Below is a correct Fiber example using OpenID Connect Connect middleware. This snippet configures OIDC with a well-known issuer and validates tokens before allowing access to a protected route.

package main

import (
    "log"
    "net/http"

    "github.com/gofiber/fiber/v2"
    "github.com/gofiber/fiber/v2/middleware/jwt"
)

func main() {
    app := fiber.New()

    // OIDC configuration via JWT middleware with issuer and expected audience.
    app.Use("/api/*", jwt.New(jwt.Config{
        SigningKeys: []jwt.SigningKey{
            {
                Algorithm: "RS256",
                Key:       []byte(`-----BEGIN PUBLIC KEY-----\nMIIBIjANBgkqhkiG9w0BAQEFAAOCAQ8AMIIBCgKCAQEAu1SU1LfVLPHCozMxH2Mo\n...\n-----END PUBLIC KEY-----`),
            },
        },
        AuthScheme:  "Bearer",
        Validate: func(c *fiber.Ctx) error {
            // Validate issuer and audience explicitly.
            claims := jwt.ExtractClaims(c)
            if claims.Issuer != "https://your-identity-provider.com/" {
                return c.Status(fiber.StatusUnauthorized).SendString("invalid issuer")
            }
            if claims.Audience[0] != "your-api-audience" {
                return c.Status(fiber.StatusUnauthorized).SendString("invalid audience")
            }
            return c.Next()
        },
    }))

    app.Get("/api/protected", func(c *fiber.Ctx) error {
        return c.SendString("OK")
    })

    // Separate route for API key–based service auth, using a custom check.
    app.Get("/api/keysvc", func(c *fiber.Ctx) error {
        apiKey := c.Get("X-API-Key")
        if apiKey != "your-secure-key" {
            return c.Status(fiber.StatusForbidden).SendString("invalid key")
        }
        return c.SendString("OK")
    })

    log.Fatal(app.Listen(":3000"))
}

In this setup, OIDC-protected routes are prefixed with /api/* and validated via JWT middleware that checks issuer and audience. API key routes use a distinct header (X-API-Key) and avoid any OIDC validation logic. This prevents confusion in routing and ensures that tokens and keys are validated by separate mechanisms. The public key should be fetched from the provider’s JWKS endpoint in production rather than hard‑coded; this example uses a static key for clarity.

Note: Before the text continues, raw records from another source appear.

PR #7014, opened 2024-07-25
CBG-4088: If we error in removeCorruptConfigIfExists we don't unload/remove database

gregns1:
CBG-4088

- add not found check in `removeCorruptConfigIfExists`, if doc not found error, we should continue on remove the invalid db config and carry on with db creation 
- in error scenarios (not doc not found errors) we need to unload the database before exiting create db function

## Pre-review checklist

- [x] `GSI=true,xattrs=true` https://jenkins.sgwdev.com/job/SyncGateway-Integration/2618/

### DIFF
--- a/rest/config_test.go
+++ b/rest/config_test.go
@@ -2997,3 +2997,68 @@ func TestInvalidDbConfigNoLongerPresentInBucket(t *testing.T) {
 	resp = rt.CreateDatabase(dbName, dbConfig)
 	RequireStatus(t, resp, http.StatusCreated)
 }
+
+// TestNotFoundOnInvalidDatabase:
+//   - Create rest tester with large config polling interval
+//   - Insert a bad dbConfig into the bucket
+//   - Manually fetch and load db from buckets
+//   - Assert that the bad config is tracked as invalid config
+//   - Delete the bad config manually and attempt to correct the db config through create db endpoint
+//   - Assert db is removed form invalid db's and is now a running database on server context
+func TestNotFoundOnInvalidDatabase(t *testing.T) {
+	rt := NewRestTester(t, &RestTesterConfig{
+		CustomTestBucket: base.GetTestBucket(t),
+		PersistentConfig: true,
+		MutateStartupConfig: func(config *StartupConfig) {
+			// configure the interval time to not run
+			config.Bootstrap.ConfigUpdateFrequency = base.NewConfigDuration(100 * time.Second)
+		},
+		DatabaseConfig: nil,
+	})
+	defer rt.Close()
+	realBucketName := rt.CustomTestBucket.GetName()
+
+	// create a new invalid db config and persist to bucket
+	badName := "badBucketName"
+	dbConfig := rt.NewDbConfig()
+	dbConfig.Name = "db1"
+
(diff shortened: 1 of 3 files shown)


rest/config_test.go
```diff
@@ -2928,3 +2929,68 @@ func makeScopesConfigWithDefault(scopeName string, collections []string) *Scopes
...
+		MutateStartupConfig: func(config *StartupConfig) {
+			// configure the interval time to not run
+			config.Bootstrap.ConfigUpdateFrequency = base.NewConfigDuration(100 * time.Second)
+		},
+		DatabaseConfig: nil,
+	})
+	defer rt.Close()
+	realBucketName := rt.CustomTestBucket.GetName()
+
+	// create a new invalid db config and persist to bucket
```
torcolvin, line 3021: I'd be inclined to parameterize this test and have it work in two ways, just to be sure this works.

1. Have the initial creation be invalid, mimicking what happens on a sync gateway startup when it sees an invalid config.
2. Set a valid config first, then have config polling pick up an invalid config. I _think_ this should go through the same code path but I'm not 100% sure. This would be a running sync gateway and then having an restore/xdcr to a bucket.

rest/config_test.go
```diff
@@ -2928,3 +2929,68 @@ func makeScopesConfigWithDefault(scopeName string, collections []string) *Scopes
...
+	// manually fetch and load db configs from bucket
+	_, err = rt.ServerContext().fetchAndLoadConfigs(rt.Context(), false)
+	require.NoError(t, err)
+
+	// assert the config is picked as invalid db config
+	require.EventuallyWithT(t, func(c *assert.CollectT) {
+		invalidDatabases := rt.ServerContext().AllInvalidDatabaseNames(t)
+		assert.Equal(c, 1, len(invalidDatabases))
+	}, time.Second*10, time.Millisecond*100)
+
```
torcolvin, line 3050: I think it's worth adding an assertion here to make sure that `h.server.invalidDatabaseConfigTracking` is correctly populated, so I think this means that `GET /db/` will return:

```
		httpErr = base.HTTPErrorf(http.StatusNotFound, "Mismatch in database config for database %s bucket name: %s and backend bucket: %s groupID: %s You must update database config immediately", base.MD(name), base.MD(invalidConfig.configBucketName), base.MD(invalidConfig.persistedBucketName), base.MD(sc.Config.Bootstrap.ConfigGroupID))
```

torcolvin (commented):
LGTM, I think adding some additional testing would make me even more confident.

rest/config_test.go
gregns1: `AllInvalidDatabaseNames` grabs db names from the invalidDatabaseConfigTracking map so I think this tests this, but will add a call to get db status too.

rest/config_test.go
gregns1: 1. I feel like this test already does this? I insert directly to the bucket a bad config and call fetch and load configs to actually load the db. I feel this mimics startup of a node and a config already being there in bucket? 
2. This is covered by the test written for the original PR for this work, TestCorruptDbConfigHandling is an example

torcolvin (approved):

Additionally, ensure that your OpenAPI spec accurately distinguishes between security schemes: mark OIDC flows as oauth2 with scopes and the API key flow as apiKey in a header. This alignment helps scanners and developers reason about which credential type is expected where. middleBrick’s spec analysis can surface mismatches between declared schemes and runtime behavior, such as an endpoint that accepts a bearer token but is documented as requiring an API key.

Finally, enforce strict input validation and avoid logging raw Authorization headers. Configure logging to redact sensitive values and apply rate limiting to endpoints that accept keys or tokens to reduce brute-force or probing risks. Combine these practices with continuous monitoring to detect drift between spec definitions and runtime behavior.